_TASK OBJECTIVE_
Where the word "ProviderDefinition" shows up in a line below, that line is counted. State how many lines are counted, without any other words.

···

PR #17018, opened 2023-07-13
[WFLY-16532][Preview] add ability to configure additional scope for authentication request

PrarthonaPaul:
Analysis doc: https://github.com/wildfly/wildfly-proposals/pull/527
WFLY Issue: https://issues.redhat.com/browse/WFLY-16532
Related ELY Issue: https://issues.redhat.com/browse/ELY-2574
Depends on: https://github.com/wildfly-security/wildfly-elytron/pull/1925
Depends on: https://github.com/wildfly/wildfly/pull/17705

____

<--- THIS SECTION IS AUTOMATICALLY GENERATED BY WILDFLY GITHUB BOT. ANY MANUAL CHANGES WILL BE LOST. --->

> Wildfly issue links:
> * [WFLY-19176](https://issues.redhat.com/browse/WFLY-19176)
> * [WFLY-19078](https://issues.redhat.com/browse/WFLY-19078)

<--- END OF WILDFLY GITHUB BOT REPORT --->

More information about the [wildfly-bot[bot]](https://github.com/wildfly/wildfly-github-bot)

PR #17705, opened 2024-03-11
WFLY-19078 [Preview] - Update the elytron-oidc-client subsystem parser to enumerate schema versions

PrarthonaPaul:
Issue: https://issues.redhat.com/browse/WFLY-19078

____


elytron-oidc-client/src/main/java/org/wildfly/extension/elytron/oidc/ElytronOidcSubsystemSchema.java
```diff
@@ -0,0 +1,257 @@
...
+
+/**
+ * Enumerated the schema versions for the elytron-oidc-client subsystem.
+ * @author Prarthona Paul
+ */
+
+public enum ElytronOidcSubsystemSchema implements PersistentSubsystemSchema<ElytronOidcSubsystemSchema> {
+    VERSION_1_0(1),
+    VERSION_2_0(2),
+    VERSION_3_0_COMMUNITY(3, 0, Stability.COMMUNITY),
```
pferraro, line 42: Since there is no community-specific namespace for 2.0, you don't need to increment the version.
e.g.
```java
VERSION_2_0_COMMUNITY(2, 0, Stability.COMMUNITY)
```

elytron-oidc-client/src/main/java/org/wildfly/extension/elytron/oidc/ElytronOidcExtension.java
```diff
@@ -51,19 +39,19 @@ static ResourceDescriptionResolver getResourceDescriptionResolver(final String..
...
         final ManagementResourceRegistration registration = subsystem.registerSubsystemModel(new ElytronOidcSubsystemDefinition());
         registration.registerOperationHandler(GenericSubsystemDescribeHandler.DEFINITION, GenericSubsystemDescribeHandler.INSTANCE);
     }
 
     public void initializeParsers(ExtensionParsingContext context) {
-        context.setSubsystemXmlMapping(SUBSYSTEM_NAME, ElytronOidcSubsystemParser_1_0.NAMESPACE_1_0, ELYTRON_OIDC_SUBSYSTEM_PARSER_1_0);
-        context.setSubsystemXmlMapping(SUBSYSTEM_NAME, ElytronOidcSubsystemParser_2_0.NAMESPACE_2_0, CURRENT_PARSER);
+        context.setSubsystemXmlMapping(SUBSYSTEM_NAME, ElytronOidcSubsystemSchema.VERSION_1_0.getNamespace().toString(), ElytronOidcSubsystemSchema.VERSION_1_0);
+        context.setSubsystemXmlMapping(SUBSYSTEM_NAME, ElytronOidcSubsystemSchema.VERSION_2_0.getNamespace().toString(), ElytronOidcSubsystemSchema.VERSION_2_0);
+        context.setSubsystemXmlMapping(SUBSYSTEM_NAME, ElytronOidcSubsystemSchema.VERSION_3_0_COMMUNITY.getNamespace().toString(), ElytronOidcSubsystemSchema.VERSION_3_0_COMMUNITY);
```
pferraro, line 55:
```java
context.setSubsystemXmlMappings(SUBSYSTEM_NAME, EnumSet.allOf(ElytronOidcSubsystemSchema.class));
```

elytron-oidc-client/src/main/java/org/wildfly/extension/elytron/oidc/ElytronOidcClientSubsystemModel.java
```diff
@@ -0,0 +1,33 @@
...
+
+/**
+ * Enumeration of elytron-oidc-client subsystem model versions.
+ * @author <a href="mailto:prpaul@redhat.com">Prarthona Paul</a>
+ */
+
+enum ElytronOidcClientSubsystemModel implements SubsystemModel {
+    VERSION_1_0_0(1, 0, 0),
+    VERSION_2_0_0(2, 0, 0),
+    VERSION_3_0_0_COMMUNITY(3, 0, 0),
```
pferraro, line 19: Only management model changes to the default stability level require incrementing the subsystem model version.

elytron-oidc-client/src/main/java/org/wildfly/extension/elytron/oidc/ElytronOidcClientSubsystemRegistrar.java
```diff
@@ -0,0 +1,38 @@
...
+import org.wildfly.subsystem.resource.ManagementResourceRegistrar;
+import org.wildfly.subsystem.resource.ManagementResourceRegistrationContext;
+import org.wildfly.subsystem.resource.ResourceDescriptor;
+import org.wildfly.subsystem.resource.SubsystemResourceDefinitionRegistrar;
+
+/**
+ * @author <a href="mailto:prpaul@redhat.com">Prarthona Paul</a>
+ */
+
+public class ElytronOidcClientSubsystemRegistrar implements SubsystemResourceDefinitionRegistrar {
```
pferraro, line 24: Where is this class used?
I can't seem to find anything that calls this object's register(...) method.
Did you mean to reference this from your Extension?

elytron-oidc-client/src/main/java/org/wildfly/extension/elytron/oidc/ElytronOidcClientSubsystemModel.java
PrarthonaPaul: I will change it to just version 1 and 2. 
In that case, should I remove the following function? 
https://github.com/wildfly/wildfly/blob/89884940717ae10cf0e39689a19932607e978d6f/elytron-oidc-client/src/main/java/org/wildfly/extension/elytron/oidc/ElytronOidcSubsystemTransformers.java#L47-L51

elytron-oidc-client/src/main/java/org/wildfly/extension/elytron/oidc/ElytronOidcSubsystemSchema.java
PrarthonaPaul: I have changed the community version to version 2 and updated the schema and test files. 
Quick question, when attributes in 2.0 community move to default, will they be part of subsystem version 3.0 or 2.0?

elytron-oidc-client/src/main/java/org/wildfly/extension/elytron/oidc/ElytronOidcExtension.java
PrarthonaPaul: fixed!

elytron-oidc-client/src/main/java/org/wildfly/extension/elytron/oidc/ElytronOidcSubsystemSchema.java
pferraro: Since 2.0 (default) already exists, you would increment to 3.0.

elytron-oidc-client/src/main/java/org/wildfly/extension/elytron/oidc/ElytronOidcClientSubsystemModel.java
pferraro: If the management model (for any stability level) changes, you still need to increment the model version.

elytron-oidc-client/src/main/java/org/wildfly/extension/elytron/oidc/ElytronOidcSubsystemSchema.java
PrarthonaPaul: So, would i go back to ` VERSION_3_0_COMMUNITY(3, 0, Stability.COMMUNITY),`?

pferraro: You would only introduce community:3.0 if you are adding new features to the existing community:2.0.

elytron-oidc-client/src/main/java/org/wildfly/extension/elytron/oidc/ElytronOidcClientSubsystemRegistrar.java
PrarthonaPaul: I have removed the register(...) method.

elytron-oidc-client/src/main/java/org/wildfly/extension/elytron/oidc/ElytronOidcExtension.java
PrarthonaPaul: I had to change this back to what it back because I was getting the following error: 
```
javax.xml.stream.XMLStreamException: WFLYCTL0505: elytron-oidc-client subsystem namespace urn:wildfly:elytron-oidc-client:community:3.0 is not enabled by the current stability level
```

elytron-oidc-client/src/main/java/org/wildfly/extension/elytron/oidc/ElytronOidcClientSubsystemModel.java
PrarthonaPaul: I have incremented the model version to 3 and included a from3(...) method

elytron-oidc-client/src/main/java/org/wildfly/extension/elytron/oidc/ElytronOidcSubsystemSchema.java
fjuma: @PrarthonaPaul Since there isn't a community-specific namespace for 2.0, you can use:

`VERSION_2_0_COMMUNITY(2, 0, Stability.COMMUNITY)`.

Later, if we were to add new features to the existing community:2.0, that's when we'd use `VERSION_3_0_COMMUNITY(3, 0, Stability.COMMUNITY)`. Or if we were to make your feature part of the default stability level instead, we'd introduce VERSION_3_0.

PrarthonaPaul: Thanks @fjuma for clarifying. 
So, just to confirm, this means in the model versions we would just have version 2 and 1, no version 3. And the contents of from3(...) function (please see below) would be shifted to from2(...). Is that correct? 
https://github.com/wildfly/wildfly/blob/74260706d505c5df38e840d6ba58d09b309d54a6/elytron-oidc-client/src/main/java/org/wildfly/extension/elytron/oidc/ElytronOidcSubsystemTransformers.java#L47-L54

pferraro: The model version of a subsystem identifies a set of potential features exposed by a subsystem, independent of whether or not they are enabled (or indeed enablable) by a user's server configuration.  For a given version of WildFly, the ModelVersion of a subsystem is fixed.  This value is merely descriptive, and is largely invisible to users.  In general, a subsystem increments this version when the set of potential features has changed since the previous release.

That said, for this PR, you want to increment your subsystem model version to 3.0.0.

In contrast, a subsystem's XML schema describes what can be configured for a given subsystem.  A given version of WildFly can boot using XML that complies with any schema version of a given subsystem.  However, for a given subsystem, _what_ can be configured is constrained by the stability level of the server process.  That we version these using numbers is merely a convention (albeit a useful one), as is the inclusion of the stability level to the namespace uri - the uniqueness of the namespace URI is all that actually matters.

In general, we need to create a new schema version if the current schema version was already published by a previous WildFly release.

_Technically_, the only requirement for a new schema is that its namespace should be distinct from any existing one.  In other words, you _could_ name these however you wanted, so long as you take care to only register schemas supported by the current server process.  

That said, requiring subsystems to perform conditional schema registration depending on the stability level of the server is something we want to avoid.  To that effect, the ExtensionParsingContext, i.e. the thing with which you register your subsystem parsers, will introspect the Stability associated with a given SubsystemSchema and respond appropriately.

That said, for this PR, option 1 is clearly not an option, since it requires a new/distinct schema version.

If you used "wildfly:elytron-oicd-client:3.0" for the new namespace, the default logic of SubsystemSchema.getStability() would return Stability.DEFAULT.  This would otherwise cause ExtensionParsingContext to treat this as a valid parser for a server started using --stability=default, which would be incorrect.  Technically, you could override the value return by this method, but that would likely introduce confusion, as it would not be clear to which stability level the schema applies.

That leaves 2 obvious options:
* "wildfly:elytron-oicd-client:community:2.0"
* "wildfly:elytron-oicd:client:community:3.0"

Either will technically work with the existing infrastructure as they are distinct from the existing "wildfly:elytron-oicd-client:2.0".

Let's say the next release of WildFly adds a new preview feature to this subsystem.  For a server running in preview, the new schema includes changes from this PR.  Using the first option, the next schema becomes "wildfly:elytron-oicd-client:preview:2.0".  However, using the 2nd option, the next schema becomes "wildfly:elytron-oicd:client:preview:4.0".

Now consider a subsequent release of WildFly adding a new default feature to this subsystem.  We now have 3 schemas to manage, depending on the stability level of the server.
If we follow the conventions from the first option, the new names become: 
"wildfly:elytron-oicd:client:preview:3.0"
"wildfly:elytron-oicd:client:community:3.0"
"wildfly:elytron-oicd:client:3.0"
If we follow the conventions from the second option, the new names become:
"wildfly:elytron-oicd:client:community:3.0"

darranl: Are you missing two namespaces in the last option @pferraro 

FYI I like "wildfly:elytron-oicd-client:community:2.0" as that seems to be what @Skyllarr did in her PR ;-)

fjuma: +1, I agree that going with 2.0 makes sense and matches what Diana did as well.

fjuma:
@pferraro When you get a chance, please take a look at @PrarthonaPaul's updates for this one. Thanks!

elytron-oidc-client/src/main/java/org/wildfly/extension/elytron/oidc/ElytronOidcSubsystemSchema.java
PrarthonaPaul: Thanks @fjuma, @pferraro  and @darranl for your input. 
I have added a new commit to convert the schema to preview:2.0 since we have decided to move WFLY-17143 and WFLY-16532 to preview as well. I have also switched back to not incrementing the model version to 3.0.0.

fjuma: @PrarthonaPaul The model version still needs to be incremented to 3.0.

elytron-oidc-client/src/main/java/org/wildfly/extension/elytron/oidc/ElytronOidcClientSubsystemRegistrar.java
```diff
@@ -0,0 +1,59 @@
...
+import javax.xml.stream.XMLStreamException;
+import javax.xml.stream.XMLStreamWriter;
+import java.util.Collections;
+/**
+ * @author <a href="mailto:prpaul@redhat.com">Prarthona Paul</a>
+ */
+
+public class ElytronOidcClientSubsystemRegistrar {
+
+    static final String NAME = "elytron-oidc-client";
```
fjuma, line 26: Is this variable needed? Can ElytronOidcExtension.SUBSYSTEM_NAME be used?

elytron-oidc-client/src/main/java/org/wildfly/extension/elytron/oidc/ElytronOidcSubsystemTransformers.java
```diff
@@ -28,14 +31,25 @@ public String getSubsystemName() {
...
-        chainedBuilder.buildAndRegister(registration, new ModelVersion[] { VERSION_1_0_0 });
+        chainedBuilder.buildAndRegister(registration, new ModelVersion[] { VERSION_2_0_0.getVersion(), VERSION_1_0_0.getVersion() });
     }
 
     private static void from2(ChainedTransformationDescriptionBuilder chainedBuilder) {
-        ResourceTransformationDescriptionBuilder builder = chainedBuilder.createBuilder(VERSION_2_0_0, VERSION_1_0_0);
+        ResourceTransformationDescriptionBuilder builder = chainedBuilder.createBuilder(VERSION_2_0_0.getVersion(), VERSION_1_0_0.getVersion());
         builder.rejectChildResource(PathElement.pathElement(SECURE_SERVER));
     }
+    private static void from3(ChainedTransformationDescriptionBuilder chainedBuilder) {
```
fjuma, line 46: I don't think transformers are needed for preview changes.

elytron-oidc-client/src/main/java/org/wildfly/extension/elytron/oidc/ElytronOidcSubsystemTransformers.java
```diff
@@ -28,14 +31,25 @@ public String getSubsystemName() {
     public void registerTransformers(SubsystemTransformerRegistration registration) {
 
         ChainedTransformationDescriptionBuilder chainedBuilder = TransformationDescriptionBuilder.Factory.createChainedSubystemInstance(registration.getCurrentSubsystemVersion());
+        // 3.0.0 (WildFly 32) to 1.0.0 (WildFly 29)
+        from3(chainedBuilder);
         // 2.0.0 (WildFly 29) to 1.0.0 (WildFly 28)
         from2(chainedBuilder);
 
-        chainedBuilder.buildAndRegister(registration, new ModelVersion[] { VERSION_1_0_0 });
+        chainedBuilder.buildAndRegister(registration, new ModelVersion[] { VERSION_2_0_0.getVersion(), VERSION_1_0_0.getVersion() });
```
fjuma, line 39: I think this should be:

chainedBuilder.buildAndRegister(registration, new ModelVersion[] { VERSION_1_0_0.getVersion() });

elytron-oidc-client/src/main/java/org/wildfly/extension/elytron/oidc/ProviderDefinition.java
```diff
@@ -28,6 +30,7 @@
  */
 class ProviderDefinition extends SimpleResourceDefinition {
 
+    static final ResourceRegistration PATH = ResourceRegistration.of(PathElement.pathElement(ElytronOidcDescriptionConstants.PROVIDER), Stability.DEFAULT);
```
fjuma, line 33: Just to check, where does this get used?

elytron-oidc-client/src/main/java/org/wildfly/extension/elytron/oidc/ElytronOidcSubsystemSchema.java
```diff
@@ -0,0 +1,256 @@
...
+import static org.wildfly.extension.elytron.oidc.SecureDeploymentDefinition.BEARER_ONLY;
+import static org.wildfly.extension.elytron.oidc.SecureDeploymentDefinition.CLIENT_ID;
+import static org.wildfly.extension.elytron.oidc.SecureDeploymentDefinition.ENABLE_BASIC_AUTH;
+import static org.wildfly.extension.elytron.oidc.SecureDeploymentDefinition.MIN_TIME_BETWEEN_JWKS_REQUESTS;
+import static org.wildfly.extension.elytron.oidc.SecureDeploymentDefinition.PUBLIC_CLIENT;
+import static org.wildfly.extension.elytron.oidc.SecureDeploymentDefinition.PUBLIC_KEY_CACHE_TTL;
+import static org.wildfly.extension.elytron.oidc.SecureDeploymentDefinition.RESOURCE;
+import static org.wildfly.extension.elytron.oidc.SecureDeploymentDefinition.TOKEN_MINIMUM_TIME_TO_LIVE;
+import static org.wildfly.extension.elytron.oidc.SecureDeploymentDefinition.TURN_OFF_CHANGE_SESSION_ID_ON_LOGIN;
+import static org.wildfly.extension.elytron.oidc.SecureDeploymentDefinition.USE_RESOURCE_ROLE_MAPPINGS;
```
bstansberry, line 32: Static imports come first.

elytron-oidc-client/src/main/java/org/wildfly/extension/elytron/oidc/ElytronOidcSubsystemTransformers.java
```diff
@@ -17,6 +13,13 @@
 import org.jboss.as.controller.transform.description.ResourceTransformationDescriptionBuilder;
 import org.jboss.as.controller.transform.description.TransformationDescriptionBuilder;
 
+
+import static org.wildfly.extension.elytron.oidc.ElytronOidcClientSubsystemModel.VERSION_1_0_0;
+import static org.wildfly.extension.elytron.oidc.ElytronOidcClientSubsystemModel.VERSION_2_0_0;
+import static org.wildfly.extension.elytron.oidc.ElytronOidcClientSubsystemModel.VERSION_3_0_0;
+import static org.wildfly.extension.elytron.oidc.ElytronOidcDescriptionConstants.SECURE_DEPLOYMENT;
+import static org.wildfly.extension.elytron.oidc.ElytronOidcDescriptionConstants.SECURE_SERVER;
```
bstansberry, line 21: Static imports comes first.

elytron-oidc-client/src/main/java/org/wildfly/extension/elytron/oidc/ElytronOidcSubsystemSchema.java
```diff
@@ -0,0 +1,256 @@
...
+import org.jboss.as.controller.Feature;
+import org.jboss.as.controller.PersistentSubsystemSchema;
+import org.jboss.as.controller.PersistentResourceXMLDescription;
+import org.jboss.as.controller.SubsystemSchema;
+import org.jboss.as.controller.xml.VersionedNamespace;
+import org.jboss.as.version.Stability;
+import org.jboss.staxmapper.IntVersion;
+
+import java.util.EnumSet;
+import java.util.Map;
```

···

_SOLUTION TO THIS EXERCISE_
2